A notable classification in analyzing the words spoken in an AD media is whether a word is or is not a recitation of credits. Reading credits of a film may be important to properly translating the visual experience to the aural experience for AD users, but the words chosen in that recitation are far less interesting to analyze than the other, creative choices in the AD. Perhaps your analysis would benefit from filtering out these credit recitations. Additionally, the WhisperX transcription process labels distinct speakers of the media file. Knowing which speaker speaks credits can serve as a useful indicator of that speaker being the AD voice - since it would be very rare for a character in the narrative to recite the credits like AD does.
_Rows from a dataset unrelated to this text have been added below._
Issue #799, opened 2016-04-18
Nginx Ingress Controller - Secure default backend and/or support for wildcards?


alanhartless:
Currently it's not possible to support wildcard subdomains for the Nginx ingress controller due to Kubernetes Ingress resources only allowing a legitimate domain for host. In the scenario that a wildcard domain SSL cert needs to be used for a lot of subdomains (think SaaS with custom subdomain names), it's a bit overkill to list every subdomain. 

I thought of two solutions. 

One - support via a flag to secure the default backend server with the default SSL certificate where the backend server can be something more than just a simple 404. This of course limits to a single cert and wouldn't be able to support multiple wildcard domains. 

Two - use a flag with a "wildcard" placeholder that's replaced with `*` when generating the hosts. The placeholder can be a little funny looking since the host is limited to alphanumeric keys (like `0wildcard0`, `wildcard-` or just `wildcard` if for sure not being used. 

I've implemented both for my uses but wanted to see if either (or both) would be something interested in  before I submit a PR (they feel a little hackish :-) ). Thoughts?

It would be GREAT if paths would support Nginx location regex but I know that's an Ingress limitation.

bprashanth:
This is valid:
https://github.com/kelseyhightower/talks/blob/master/kubecon-eu-2016/demo/ingress/ghost.yaml#L12
You can also specify a list of hosts, and a wildcard cert, or just a list of hosts without a cert for something like SNI.

So I guess the request is that we allow wildcard matches in the host field of the ingress *rules*?  

> Two - use a flag with a "wildcard" placeholder that's replaced with * when generating the hosts

This is the specce'd behavior actually: https://github.com/kubernetes/kubernetes/blob/master/pkg/apis/extensions/types.go#L675

@alanhartless can you give me a yaml sketch of the proposed modifcations?

alanhartless:
@bprashanth Sorry for the long delay in replying!

`So I guess the request is that we allow wildcard matches in the host field of the ingress rules?`

That's exactly what I'm looking for. If I could define a wildcard host in the ingress rules that would result in  a nginx config similar to the following, no hack would be needed: 

```
 server {
        listen 80;
        listen 443 ssl http2;

        server_name *.example.com;
```

aledbf:
@alanhartless using `server_name *.example.com;` means only the first matched server (in the generated nginx.conf) will route traffic to the service, the rest is not going to be reachable. That's why you need to specify the host.

aledbf:
[...]

PR #1223, opened 2016-06-16
added domain name replacement for kleenestar. subdomain

from-nibly:
i set up a loop that looks for domains that start with kleenestar. Then replaces that prefix with *. on the nginx side. This is a intermediate solution while we try to fix the validation problem with ingress denying \* wild cards. 

issue link: https://github.com/kubernetes/contrib/issues/799

---

This change is [Reviewable](https://reviewable.kubernetes.io/reviews/kubernetes/contrib/1223)

### DIFF
--- a/ingress/controllers/nginx/nginx/template.go
+++ b/ingress/controllers/nginx/nginx/template.go
@@ -61,6 +61,14 @@ func (ngx *Manager) loadTemplate() {
 
 func (ngx *Manager) writeCfg(cfg config.Configuration, ingressCfg IngressConfig) (bool, error) {
 	conf := make(map[string]interface{})
+	//replace ^kleenestar\. with *.
+	r := regexp.MustCompile("^kleenestar\\.")
+	for i := 0; i < len(ingressCfg.Servers); i++ {
+		s := ingressCfg.Servers[i]
+		old := s.Name
+		s.Name = r.ReplaceAllString(s.Name, "*.")
+		glog.Infof("replacing [%v] with [%v]", old, s.Name)
+	}
 	conf["upstreams"] = ingressCfg.Upstreams
 	conf["servers"] = ingressCfg.Servers
 	conf["tcpUpstreams"] = ingressCfg.TCPUpstreams


aledbf:
@from-nibly please check [this comment](https://github.com/kubernetes/contrib/issues/799#issuecomment-230073069)

Besides that if you have more than one Ingress rule using the same host and path, only the first one will be used in the nginx.conf file (and a warning about this situation will appear in the logs).

from-nibly:
@aledbf our problem is that we do host name processing in our app. specifically we put the customer name at the front of the domain name. We need to be able to route all calls to <customerName>.ourservice.com to the same server. The server then determines what customer is being referred to using the host name. We are already using this pull request and it works great. 

I however realize that we don't want to actually have this merged because "kleenestar." -> "*." is really awful. Is there a reason though why an ingress resource should not be able to define a wild card at the beginning of a host name?

aledbf:
> We need to be able to route all calls to <customerName>.ourservice.com to the same server.

So you have 1 service (your app) to handle the traffic of *.ourservice.com?
If that's the case then Ingress is not the right abstraction (too complex for that). Just use a standard nginx container with an upstream pointing to the service you are using.

aledbf:
@from-nibly just in case I'm using the ingress controller in the same scenario `<customerName>.ourservice.com` but I have 1 Ingress rule per customer `acme.ourservice.com` that uses the service `acme-myproduct`

aledbf:
@from-nibly this is an example:
```
apiVersion: v1
items:
- apiVersion: extensions/v1beta1
  kind: Ingress
  metadata:
    name: demo-ps
    namespace: demo-ps
  spec:
    rules:
    - host: demo.my-product.cl
      http:
        paths:
        - backend:
            serviceName: demo-ps
            servicePort: 80
          path: /
  status:
    loadBalancer:
      ingress:
      - ip: 10.0.0.51
      - ip: 10.0.0.49
      - ip: 10.0.0.46
      - ip: 10.0.0.48
kind: List
metadata: {}
```

I have 1 namespace per customer with:
- 2 rc (web and worker node.js) with web scaled to 3
- if uses ssl a secret with the certificate
- configmap with the configuration (env variables). 

Right now I'm running more than 890 "instances" using this schema.

from-nibly:
@aledbf we actually have a multi-tenant system where multiple customers will get routed to a single namespace. The customer only exists in the data sense. We would like to be able to decouple creating a customer from interacting with the ingress controller as kubernetes will be one of may ways we deploy our app as we transition from our existing infrastructure to kubernetes.  Ingress is actually what we hope to use as I simplified our needs quite a bit.

we have about 30 services. One of them is our entry point into the system where everyone would enter via &lt;customer&gt;.webservice.ourservice.com but we also need to route to the individual services via &lt;serviceName&gt;.ourservice.com

Why should Kubernetes not be able to allow a *. wildcard at the front of a host name in the ingress resource? All proxy backends support it.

This project has 2 main modules:

1.   **Module 1: Transcribe a mediafile with WhisperX**
This is helpful if you don't yet have a dataset of words spoken in a media file of interest, and also don't yet have word level timestamps or speaker identification. Caption files bundle words in caption blocks and this timing may not be precise enough for certain analysis. Additionally, caption and transcript files may not include speaker identification, which would prevent analysis in comparing what words are used in the AD relative to non-AD words. The outputs of WhisperX will write to the same directory as your media file. Module 1 Includes outputs of transcript (txt), caption file (srt) and full data including word level timestamps (json).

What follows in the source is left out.